> **DATA EXCERPTS**
----------

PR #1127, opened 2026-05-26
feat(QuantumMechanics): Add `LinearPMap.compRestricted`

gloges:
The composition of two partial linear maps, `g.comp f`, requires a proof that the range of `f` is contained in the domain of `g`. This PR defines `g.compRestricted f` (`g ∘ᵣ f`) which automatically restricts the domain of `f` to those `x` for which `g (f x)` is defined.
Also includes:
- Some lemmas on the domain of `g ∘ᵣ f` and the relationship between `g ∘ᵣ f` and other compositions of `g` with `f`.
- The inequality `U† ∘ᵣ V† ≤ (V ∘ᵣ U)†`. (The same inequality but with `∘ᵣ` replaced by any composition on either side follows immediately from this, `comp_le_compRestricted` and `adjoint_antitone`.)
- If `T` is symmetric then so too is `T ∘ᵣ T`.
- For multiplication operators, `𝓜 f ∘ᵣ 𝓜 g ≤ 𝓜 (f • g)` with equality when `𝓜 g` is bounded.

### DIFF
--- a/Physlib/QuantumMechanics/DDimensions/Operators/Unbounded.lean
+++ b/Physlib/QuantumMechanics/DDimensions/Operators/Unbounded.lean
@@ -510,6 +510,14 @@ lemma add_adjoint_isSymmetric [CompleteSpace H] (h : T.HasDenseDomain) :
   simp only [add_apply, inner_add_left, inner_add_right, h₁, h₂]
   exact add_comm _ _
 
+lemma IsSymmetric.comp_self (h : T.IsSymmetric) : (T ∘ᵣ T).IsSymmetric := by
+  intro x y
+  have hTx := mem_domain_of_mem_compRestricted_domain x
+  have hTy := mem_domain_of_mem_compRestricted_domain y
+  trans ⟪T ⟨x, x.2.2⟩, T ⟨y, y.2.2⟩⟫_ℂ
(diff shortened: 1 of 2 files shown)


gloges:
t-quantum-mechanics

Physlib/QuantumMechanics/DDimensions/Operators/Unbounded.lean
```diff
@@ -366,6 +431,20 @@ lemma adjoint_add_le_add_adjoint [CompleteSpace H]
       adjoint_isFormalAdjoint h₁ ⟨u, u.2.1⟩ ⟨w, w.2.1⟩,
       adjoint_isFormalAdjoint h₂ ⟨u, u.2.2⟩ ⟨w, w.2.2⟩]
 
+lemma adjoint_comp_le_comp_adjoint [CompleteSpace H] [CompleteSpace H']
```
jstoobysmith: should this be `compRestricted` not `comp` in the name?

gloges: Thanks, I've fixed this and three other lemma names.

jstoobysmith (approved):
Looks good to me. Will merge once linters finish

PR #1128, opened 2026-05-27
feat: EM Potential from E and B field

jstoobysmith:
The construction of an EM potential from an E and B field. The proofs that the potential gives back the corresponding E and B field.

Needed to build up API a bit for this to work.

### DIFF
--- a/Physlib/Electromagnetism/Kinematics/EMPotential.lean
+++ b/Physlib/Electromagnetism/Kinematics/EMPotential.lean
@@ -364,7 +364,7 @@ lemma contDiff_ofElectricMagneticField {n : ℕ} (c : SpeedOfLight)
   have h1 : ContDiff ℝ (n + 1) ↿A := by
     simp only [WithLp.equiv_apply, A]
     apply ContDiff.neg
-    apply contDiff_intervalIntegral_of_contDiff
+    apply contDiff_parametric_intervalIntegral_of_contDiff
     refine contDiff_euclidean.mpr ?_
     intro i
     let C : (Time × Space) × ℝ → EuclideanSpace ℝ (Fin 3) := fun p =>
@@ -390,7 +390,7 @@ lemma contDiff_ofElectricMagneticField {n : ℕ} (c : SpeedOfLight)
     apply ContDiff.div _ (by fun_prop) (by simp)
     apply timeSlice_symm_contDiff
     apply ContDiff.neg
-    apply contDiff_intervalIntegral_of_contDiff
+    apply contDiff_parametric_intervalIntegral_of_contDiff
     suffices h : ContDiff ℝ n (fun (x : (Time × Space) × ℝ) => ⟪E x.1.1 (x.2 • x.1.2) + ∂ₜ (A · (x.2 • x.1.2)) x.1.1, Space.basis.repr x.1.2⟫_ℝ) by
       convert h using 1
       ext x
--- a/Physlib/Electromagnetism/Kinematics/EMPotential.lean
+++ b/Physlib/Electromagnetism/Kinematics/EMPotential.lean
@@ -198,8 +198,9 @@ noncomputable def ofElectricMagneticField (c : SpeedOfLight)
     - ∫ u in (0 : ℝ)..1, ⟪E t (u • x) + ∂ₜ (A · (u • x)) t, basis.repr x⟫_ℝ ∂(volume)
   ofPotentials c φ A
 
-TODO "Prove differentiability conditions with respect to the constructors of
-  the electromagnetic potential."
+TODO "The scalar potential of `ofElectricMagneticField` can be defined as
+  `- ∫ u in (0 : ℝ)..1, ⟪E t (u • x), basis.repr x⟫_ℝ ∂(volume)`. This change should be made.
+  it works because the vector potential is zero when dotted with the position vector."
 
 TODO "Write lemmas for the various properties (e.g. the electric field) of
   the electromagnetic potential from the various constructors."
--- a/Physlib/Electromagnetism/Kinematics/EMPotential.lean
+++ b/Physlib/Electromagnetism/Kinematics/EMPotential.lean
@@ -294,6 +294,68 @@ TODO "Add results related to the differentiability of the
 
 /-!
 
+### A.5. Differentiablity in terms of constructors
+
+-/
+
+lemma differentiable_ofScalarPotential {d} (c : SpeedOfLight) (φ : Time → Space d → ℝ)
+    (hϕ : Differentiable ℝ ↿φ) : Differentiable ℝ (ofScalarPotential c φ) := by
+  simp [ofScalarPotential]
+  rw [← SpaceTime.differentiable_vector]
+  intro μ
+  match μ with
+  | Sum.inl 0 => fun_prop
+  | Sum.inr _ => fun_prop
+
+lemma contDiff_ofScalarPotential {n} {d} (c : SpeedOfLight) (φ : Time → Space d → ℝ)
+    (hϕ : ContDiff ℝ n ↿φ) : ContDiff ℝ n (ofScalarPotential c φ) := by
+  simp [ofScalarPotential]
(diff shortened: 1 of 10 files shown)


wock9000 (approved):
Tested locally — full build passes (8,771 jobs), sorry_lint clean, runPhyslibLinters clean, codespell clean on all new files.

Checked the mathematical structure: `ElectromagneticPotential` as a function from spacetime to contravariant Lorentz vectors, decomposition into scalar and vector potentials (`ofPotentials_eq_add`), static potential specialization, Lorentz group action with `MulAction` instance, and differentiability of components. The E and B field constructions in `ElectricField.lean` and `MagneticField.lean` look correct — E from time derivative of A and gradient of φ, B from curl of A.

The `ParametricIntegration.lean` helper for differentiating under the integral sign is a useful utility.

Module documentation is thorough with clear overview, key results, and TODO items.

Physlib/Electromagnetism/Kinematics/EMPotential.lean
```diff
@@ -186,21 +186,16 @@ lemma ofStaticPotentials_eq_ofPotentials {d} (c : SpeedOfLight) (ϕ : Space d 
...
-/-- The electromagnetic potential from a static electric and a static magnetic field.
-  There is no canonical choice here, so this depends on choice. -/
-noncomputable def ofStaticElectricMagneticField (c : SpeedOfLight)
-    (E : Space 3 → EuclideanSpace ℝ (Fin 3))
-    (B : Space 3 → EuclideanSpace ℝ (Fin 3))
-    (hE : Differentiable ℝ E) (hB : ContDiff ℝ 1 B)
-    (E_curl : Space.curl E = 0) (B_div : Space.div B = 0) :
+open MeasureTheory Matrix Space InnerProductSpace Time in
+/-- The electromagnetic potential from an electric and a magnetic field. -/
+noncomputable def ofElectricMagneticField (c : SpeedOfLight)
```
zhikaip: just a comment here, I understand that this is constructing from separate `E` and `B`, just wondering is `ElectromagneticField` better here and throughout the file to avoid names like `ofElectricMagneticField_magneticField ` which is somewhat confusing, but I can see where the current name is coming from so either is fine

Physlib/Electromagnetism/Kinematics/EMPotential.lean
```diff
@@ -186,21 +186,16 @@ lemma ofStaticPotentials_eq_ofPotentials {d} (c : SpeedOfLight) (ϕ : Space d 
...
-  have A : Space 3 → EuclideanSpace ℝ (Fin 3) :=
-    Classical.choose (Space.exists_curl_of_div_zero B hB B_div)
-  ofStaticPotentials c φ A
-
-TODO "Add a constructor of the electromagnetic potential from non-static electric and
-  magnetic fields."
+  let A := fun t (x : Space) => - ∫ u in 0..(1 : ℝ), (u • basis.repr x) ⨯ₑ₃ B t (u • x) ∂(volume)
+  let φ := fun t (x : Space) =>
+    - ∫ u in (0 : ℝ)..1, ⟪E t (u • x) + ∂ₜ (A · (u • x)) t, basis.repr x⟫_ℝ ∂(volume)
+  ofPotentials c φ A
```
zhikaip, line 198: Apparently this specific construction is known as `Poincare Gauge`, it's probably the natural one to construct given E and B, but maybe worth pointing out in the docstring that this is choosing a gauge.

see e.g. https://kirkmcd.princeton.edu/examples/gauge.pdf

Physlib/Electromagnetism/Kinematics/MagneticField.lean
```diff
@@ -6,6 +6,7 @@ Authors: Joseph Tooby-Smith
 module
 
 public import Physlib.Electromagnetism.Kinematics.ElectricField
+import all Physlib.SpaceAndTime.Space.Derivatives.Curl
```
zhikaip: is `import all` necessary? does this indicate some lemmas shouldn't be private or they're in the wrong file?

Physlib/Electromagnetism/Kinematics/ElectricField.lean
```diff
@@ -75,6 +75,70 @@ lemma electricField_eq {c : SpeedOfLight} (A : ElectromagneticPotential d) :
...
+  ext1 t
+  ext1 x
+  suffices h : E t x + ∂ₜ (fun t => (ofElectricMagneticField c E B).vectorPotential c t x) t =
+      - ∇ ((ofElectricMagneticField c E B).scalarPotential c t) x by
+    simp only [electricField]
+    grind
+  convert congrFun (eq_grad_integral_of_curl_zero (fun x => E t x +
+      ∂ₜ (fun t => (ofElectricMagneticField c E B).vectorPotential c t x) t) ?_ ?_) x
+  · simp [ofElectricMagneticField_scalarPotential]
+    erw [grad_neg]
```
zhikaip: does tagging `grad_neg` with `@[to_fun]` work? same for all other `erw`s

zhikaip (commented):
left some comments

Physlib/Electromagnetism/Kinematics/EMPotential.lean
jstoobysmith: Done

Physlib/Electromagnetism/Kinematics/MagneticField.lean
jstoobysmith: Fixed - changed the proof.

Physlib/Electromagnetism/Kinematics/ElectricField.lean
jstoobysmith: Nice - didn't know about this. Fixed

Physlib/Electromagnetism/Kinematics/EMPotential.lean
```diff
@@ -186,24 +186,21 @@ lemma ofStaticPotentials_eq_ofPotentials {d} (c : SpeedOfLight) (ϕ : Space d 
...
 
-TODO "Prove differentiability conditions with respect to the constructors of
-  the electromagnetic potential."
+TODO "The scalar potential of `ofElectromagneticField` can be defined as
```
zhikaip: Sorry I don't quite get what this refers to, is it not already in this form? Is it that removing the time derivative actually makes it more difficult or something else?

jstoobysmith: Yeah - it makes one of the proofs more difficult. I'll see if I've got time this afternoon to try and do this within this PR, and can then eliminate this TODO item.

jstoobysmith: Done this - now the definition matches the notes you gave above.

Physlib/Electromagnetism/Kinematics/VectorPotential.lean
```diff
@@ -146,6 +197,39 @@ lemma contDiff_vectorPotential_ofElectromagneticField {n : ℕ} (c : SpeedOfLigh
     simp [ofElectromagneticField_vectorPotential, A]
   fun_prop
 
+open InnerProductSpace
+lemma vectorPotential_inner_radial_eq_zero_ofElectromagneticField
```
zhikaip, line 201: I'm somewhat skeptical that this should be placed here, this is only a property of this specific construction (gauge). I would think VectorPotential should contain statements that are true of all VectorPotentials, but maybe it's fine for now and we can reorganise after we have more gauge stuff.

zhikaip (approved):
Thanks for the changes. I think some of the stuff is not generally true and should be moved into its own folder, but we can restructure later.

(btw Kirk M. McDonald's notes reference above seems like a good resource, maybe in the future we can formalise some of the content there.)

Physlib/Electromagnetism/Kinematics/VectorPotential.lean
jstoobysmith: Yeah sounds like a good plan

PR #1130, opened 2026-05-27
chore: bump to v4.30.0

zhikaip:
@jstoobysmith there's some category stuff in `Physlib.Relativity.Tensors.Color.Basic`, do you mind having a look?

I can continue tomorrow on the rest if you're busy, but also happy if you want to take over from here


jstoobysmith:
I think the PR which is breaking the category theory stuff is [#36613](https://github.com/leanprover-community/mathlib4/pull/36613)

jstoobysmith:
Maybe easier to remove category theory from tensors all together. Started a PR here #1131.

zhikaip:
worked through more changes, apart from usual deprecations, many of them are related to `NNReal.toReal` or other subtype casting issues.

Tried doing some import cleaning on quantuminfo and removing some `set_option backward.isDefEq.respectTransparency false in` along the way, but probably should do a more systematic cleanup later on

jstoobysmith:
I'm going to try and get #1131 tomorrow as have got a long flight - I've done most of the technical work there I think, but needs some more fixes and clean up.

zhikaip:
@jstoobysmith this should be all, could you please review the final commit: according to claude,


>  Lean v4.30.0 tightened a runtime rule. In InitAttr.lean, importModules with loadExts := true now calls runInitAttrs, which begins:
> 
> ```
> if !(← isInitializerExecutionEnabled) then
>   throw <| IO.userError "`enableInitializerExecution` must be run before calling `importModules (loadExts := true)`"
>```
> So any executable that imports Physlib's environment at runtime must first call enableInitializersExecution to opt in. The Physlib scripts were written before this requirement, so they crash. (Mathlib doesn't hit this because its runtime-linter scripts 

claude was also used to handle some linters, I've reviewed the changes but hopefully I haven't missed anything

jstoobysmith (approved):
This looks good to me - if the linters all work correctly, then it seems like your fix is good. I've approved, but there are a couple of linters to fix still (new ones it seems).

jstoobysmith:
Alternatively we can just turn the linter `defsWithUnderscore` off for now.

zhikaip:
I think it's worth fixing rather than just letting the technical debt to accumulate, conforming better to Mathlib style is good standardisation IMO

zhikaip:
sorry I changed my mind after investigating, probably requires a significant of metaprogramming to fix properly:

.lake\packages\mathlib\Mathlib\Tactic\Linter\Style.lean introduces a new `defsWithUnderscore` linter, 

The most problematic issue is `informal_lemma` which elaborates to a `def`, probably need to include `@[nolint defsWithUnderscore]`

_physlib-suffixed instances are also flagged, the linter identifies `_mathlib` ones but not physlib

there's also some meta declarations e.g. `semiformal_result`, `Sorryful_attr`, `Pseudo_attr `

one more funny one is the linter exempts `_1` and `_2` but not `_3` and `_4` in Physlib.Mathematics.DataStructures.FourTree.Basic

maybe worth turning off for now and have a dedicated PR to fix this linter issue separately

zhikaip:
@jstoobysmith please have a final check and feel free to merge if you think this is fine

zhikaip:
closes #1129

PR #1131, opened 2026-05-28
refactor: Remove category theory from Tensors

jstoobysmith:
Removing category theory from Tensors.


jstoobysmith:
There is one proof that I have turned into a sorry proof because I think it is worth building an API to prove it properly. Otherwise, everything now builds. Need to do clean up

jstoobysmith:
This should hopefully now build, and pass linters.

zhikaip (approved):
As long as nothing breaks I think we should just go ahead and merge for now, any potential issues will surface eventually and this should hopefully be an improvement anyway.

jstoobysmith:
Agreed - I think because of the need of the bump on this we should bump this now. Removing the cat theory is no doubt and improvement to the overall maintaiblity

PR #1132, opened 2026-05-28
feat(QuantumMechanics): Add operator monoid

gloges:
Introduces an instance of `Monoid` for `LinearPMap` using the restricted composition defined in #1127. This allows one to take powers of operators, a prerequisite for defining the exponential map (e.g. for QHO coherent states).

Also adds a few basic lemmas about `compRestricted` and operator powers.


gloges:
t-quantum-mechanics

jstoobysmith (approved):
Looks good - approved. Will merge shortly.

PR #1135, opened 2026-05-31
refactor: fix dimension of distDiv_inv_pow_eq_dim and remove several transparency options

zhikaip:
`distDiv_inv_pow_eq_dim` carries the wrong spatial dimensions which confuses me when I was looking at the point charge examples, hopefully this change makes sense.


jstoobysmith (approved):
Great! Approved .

----------

> **YOUR GOAL**
The reply should hold only the lines from the beginning of the listing above through the line with "exact add_comm _ _", each one written exactly as it appears.

> **ANSWER FOR THE TASK**
PR #1127, opened 2026-05-26
feat(QuantumMechanics): Add `LinearPMap.compRestricted`

gloges:
The composition of two partial linear maps, `g.comp f`, requires a proof that the range of `f` is contained in the domain of `g`. This PR defines `g.compRestricted f` (`g ∘ᵣ f`) which automatically restricts the domain of `f` to those `x` for which `g (f x)` is defined.
Also includes:
- Some lemmas on the domain of `g ∘ᵣ f` and the relationship between `g ∘ᵣ f` and other compositions of `g` with `f`.
- The inequality `U† ∘ᵣ V† ≤ (V ∘ᵣ U)†`. (The same inequality but with `∘ᵣ` replaced by any composition on either side follows immediately from this, `comp_le_compRestricted` and `adjoint_antitone`.)
- If `T` is symmetric then so too is `T ∘ᵣ T`.
- For multiplication operators, `𝓜 f ∘ᵣ 𝓜 g ≤ 𝓜 (f • g)` with equality when `𝓜 g` is bounded.

### DIFF
--- a/Physlib/QuantumMechanics/DDimensions/Operators/Unbounded.lean
+++ b/Physlib/QuantumMechanics/DDimensions/Operators/Unbounded.lean
@@ -510,6 +510,14 @@ lemma add_adjoint_isSymmetric [CompleteSpace H] (h : T.HasDenseDomain) :
   simp only [add_apply, inner_add_left, inner_add_right, h₁, h₂]
   exact add_comm _ _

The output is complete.